PR #425, opened 2024-01-10
Support multiple keys in single message

jannikluhn:
With this PR, multiple keys and key shares in a single message are handled correctly. When the keyper receives a decryption trigger with at least one new identity, it generates a decryption key shares message for all identities. When it receives a decryption key shares message that enables it to generate at least one new decryption key, it generates a decryption keys message for all identities. When it receives a decryption keys message, it inserts all keys into the db.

.....

* [WHAT YOU NEED TO DO] Where the string "multiple" turns up in a line of the data above, copy that whole line.

* [RESULT]
Support multiple keys in single message
With this PR, multiple keys and key shares in a single message are handled correctly. When the keyper receives a decryption trigger with at least one new identity, it generates a decryption key shares message for all identities. When it receives a decryption key shares message that enables it to generate at least one new decryption key, it generates a decryption keys message for all identities. When it receives a decryption keys message, it inserts all keys into the db.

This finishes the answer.